(Data records)
==*==
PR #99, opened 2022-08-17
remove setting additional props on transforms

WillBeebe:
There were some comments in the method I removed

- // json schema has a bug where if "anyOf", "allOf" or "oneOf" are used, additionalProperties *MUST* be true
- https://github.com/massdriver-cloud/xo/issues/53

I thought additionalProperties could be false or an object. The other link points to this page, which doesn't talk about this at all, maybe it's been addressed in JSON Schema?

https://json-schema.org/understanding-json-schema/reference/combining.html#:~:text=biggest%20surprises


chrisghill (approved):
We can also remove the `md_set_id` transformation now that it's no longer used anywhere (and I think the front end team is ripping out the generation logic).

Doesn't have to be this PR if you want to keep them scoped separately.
==*==
**Problem description**
Leaving nothing out, print each line above exactly.

**Reply to the task**
PR #99, opened 2022-08-17
remove setting additional props on transforms

WillBeebe:
There were some comments in the method I removed

- // json schema has a bug where if "anyOf", "allOf" or "oneOf" are used, additionalProperties *MUST* be true
- https://github.com/massdriver-cloud/xo/issues/53

I thought additionalProperties could be false or an object. The other link points to this page, which doesn't talk about this at all, maybe it's been addressed in JSON Schema?

https://json-schema.org/understanding-json-schema/reference/combining.html#:~:text=biggest%20surprises


chrisghill (approved):
We can also remove the `md_set_id` transformation now that it's no longer used anywhere (and I think the front end team is ripping out the generation logic).

Doesn't have to be this PR if you want to keep them scoped separately.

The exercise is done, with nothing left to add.